🤖 AI Summary
Existing feedforward 3D reconstruction models struggle to efficiently process long videos due to the quadratic complexity of global attention, and current token compression methods fail to account for the functional disparity between query and key-value tokens. This work proposes a training-free, plug-and-play acceleration framework that, for the first time, reveals the distinct compressibility characteristics: query tokens are highly sensitive to compression, whereas key-value tokens can be substantially pruned. Leveraging this insight, we introduce a grouped heterogeneous compression strategy—merging tokens within query groups while applying lightweight pruning to key-value tokens—and enable cross-layer adaptive adjustment of compression ratios. Our approach achieves up to 28× speedup on 1000-frame inputs, is compatible with models such as VGGT, π³, and Depth-Anything-3, and maintains competitive reconstruction quality.
📝 Abstract
Feed-forward 3D reconstruction models based on Vision Transformers can directly estimate scene geometry and camera poses from a small set of input images, but scaling them to video inputs with hundreds or thousands of frames remains challenging due to the quadratic cost of global attention layers. Recent token-merging methods accelerate these models by compressing the token sequence within the global attention layers, but they apply a uniform reduction to query tokens and key-value tokens, ignoring their functionally distinct roles in 3D reconstruction. In this work, we identify a key property of feed-forward 3D reconstruction models: query tokens encode view-specific geometric requests and are sensitive to compression, while key-value tokens represent shared scene context and tolerate aggressive compression. Guided by this insight, we propose Spark3R, a training-free acceleration framework that decouples the compression of query tokens and key-value tokens by assigning distinct reduction factors, with intra-group token merging applied to query tokens and lightweight token pruning to key-value tokens.
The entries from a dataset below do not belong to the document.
Issue #4721, opened 2020-06-03
checking-files and resuming does not work or v2 torrents


arvidn:
libtorrent version (or branch): RC_2_0

when checking a v2-only torrent that's partially downloaded, the torrent ends up in a state where it won't download anything from any peer.

PR #4722, opened 2020-06-04
fix checking files of v2-only torrent

arvidn:
related to this issue: https://github.com/arvidn/libtorrent/issues/4721

The symptom if this problem was that pieces whose *piece hash* failed, would instead turn into `download_piece`es in the piece picker, where every block was finished. But the piece was not marked as "have".

With this change, the piece is identified as failing the hash check immediately and puts the piece bitfield in a correct state after a full check.

@ssiloti please verify/confirm that my understanding is correct, and this was the intended check here

### DIFF
--- a/src/torrent.cpp
+++ b/src/torrent.cpp
@@ -2328,6 +2328,7 @@ bool is_downloading_state(int const st)
 		{
 			if (error.ec == boost::system::errc::no_such_file_or_directory
 				|| error.ec == boost::asio::error::eof
+				|| error.ec == lt::errors::file_too_short
 #ifdef TORRENT_WINDOWS
 				|| error.ec == error_code(ERROR_HANDLE_EOF, system_category())
 #endif
@@ -4026,6 +4027,7 @@ namespace {
 		int const blocks_in_piece = torrent_file().orig_files().blocks_in_piece2(piece);
 		int const blocks_per_piece = torrent_file().orig_files().piece_length() / default_block_size;
 
+		// the blocks are guaranteed to represent exactly one piece
 		TORRENT_ASSERT(blocks_in_piece == int(block_hashes.size()));
 
 		TORRENT_ALLOCA(block_passed, bool, blocks_in_piece);
@@ -4095,6 +4097,13 @@ namespace {
 			}
 			else if (result.status == set_block_hash_result::result::block_hash_failed)
 			{
+				ret = false;
+			}
+			else if (result.status == set_block_hash_result::result::piece_hash_failed && i == blocks_in_piece - 1)
+			{
+				// only if the *last* block causes the piece to fail, do we know
+				// it actually failed. Otherwise it might have been failing
+				// because of other, previously existing block hashes.
 				ret = false;
 			}
 		}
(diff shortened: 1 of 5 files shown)


arvidn:
I'm having a hard time triggering this issue in the `test_checking` unit test. So I'm less confident about this change. Though, it does seem like an improvement for my test torrent.

src/torrent.cpp
```diff
@@ -4070,7 +4070,8 @@ namespace {
 					we_have(verified_piece);
 				}
 			}
-			else if (result.status == set_block_hash_result::result::block_hash_failed)
+			else if (result.status == set_block_hash_result::result::block_hash_failed
+				|| result.status == set_block_hash_result::result::piece_hash_failed)
```
ssiloti, line 4074: This is in a loop which sets each block hash individually so there may be a spurious `piece_hash_failed` in the middle of the loop if any of the yet-to-be-set block hashes are non-zero (e.g. after re-downloading a previously failed piece). Only a piece hash failure on the last block can be considered a definite failure.

ssiloti:
The piece state you describe is the intended state for a piece which is fully downloaded and waiting for its piece hash to be downloaded so that it can be checked. I think you're on the right track making sure `on_blocks_hashed` detects a piece hash failure and returns false in that case.

arvidn:
I think the `block_hashes` always represent a full piece, right? So changing this condition to check if the *last* result is a `piece_hash_failed` might do it.

The current logic doesn't seem right where, as long as no block hash fails, the piece is considered passing. The case I'm hittin (but not in the unit test) is where we have the piece-layer from the .torrent file, and we check all the files on disk.

src/torrent.cpp
arvidn: makes sense. given the `block_hashes` are guaranteed to cover exactly one piece, is it ever possible for the loop, in the case `result.status == set_block_hash_result::result::success`, to take more than one turn? and is it ever possible for `verified_piece != piece`?

src/torrent.cpp
```diff
@@ -2328,6 +2328,7 @@ bool is_downloading_state(int const st)
 		{
 			if (error.ec == boost::system::errc::no_such_file_or_directory
 				|| error.ec == boost::asio::error::eof
+				|| error.ec == lt::errors::file_too_short
```
arvidn, line 2331: this was an independent issue uncovered by extending `test_checking`

src/torrent.cpp
```diff
@@ -4074,6 +4076,13 @@ namespace {
 			{
 				ret = false;
 			}
+			else if (result.status == set_block_hash_result::result::piece_hash_failed && i == blocks_in_piece - 1)
+			{
+				// only if the *last* block causes the piece to fail, do we know
+				// it actually failed. Otherwise it might have been failing
+				// because of other, previously existing block hashes.
+				ret = false;
```
arvidn, line 4084: without this, the extended test fails because even though the piece hash failed, the data would be marked as "finished" in the piece picker. The test now checks for that by ensuring that file progress is not 100% in the case where we don't have the full torrent.

I must admit I don't fully understand the case where *other* pieces than this one can be completed (in the loop above). I have a feeling that this check with `i` may need to be more sophisticated.

arvidn: after having spent some more time understanding this, I feel more confident that this is correct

Additionally, Spark3R adaptively adjusts the key-value reduction factor across layers, further improving the quality-efficiency trade-off. As a plug-and-play framework requiring no retraining, Spark3R integrates directly into multiple pretrained feed-forward 3D reconstruction models, including VGGT, $π^3$, and Depth-Anything-3, and achieves up to $28\times$ speedup on 1,000-frame inputs while maintaining competitive reconstruction quality.